- **WHAT IS BEING ASKED**
If a line in the entries below includes "categorical", pick it out and copy it.

*** Block opens ***

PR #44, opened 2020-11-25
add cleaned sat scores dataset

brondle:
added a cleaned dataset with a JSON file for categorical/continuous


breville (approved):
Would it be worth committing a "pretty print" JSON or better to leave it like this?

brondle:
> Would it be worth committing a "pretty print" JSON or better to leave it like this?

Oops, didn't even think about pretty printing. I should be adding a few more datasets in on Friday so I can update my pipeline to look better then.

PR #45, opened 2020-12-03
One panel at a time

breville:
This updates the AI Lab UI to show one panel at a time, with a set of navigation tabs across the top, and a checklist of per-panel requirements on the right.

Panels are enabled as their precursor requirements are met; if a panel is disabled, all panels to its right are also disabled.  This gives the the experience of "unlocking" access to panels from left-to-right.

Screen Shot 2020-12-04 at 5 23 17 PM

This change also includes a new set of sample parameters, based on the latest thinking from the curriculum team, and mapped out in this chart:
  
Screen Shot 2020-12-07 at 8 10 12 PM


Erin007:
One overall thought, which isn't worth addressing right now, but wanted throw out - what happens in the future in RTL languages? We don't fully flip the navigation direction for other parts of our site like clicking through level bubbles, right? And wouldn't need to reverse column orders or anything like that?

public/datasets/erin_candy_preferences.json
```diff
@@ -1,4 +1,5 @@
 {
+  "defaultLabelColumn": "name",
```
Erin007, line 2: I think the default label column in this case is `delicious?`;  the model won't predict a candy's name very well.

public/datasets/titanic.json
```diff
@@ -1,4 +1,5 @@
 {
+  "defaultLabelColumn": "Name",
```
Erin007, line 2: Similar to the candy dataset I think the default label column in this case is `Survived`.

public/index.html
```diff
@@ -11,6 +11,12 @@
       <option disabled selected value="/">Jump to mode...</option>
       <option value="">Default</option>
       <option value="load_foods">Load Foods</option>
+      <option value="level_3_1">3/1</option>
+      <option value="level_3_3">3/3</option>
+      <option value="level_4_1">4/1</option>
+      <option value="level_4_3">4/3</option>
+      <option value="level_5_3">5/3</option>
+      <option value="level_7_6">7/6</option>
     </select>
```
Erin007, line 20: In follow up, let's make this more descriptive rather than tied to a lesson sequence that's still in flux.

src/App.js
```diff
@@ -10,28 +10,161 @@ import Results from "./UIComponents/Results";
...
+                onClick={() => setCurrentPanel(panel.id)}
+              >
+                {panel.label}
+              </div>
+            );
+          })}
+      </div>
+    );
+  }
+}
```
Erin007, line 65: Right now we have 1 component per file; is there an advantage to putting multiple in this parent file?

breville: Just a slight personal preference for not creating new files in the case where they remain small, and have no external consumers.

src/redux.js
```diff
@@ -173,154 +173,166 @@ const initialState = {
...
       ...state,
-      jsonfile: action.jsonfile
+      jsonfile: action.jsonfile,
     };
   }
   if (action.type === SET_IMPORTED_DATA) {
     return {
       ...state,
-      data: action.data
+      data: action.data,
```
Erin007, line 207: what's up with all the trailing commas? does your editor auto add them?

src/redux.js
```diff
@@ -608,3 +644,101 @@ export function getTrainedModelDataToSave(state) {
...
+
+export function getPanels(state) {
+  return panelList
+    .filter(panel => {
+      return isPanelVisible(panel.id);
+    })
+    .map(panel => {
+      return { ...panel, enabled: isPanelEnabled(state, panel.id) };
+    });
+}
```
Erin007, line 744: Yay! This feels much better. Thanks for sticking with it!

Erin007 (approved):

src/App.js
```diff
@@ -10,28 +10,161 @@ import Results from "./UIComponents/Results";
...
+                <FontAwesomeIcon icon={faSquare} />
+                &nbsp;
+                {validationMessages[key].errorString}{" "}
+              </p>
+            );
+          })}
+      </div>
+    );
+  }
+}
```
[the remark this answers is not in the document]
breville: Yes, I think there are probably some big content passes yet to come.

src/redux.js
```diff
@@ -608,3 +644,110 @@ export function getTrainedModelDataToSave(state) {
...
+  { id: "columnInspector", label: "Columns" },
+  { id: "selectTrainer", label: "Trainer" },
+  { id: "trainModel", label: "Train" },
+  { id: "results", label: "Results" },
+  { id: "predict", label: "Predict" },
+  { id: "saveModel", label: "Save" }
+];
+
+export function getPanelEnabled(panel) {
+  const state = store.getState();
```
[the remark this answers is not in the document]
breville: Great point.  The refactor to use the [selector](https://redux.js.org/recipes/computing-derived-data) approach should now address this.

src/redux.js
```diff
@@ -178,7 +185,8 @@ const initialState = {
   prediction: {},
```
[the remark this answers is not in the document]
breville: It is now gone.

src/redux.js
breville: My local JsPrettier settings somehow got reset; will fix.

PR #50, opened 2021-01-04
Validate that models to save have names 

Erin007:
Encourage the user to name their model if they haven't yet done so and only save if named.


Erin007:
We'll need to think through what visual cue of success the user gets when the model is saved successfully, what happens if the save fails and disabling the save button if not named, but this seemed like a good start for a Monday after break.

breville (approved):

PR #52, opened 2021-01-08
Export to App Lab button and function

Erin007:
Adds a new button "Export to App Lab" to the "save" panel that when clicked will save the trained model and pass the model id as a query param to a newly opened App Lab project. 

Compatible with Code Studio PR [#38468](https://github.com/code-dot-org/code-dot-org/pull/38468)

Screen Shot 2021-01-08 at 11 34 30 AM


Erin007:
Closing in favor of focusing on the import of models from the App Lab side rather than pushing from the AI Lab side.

*** Block closes ***
*** Block opens ***

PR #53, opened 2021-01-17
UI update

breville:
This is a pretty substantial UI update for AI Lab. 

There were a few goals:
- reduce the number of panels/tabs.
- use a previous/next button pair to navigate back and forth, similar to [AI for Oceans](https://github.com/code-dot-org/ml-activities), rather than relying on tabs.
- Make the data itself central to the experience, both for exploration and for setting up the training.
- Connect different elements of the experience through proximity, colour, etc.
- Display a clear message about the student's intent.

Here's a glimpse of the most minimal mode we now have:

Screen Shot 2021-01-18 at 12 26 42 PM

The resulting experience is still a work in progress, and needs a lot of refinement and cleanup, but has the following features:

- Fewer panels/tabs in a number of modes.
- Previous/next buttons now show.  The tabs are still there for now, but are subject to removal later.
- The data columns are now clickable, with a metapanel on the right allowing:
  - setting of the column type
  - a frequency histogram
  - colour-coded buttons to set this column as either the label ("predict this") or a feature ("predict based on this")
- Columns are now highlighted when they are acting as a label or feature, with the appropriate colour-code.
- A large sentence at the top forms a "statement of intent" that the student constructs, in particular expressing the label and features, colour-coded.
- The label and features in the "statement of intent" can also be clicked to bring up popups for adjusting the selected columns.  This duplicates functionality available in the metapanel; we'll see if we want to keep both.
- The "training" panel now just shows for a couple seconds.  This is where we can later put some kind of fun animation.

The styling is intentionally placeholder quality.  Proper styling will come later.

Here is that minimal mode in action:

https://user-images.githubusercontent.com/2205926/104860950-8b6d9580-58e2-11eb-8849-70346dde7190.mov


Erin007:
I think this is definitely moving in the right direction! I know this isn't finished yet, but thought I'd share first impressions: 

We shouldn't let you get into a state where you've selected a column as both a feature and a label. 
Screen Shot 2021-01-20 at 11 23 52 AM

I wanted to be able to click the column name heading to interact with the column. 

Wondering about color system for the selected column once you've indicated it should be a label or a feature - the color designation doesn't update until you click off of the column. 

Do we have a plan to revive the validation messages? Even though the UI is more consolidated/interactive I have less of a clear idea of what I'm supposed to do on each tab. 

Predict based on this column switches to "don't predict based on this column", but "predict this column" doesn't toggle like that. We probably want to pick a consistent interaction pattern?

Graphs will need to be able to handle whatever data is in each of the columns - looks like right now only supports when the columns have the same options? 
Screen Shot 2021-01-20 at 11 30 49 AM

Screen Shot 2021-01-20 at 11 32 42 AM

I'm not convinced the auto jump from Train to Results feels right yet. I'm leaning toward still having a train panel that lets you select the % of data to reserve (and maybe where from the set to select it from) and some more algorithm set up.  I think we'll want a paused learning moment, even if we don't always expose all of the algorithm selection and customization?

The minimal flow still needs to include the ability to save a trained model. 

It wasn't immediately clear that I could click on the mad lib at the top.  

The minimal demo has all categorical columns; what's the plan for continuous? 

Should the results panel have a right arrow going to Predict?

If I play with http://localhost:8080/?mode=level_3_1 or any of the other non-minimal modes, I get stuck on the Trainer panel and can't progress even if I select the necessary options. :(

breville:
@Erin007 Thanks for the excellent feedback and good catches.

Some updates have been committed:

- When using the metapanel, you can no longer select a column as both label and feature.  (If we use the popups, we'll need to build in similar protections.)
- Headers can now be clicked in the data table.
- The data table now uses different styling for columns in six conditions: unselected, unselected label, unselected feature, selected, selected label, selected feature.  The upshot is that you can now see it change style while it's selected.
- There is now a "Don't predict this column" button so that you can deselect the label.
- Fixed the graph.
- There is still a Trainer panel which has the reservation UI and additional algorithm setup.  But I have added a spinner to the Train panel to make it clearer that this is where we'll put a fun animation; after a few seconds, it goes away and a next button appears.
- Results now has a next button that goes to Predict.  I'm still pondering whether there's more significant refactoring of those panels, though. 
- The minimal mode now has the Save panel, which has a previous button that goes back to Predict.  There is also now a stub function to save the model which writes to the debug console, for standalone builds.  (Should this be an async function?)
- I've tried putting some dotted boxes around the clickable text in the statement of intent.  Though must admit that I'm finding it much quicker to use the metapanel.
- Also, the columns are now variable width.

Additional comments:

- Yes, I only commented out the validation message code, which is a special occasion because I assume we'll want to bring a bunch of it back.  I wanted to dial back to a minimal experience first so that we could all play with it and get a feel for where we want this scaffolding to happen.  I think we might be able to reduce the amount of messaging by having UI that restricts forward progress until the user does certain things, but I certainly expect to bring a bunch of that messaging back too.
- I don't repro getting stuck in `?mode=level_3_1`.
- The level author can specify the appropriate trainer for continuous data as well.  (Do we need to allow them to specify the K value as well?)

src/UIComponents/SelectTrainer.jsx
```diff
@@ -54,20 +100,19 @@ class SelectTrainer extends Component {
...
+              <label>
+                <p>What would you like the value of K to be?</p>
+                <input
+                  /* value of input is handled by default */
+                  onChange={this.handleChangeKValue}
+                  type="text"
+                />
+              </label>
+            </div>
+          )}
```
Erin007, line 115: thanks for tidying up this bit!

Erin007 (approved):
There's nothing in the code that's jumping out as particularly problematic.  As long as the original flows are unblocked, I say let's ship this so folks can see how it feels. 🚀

*** Block closes ***

- **ANSWER TO THIS PROBLEM**
added a cleaned dataset with a JSON file for categorical/continuous
The minimal demo has all categorical columns; what's the plan for continuous? 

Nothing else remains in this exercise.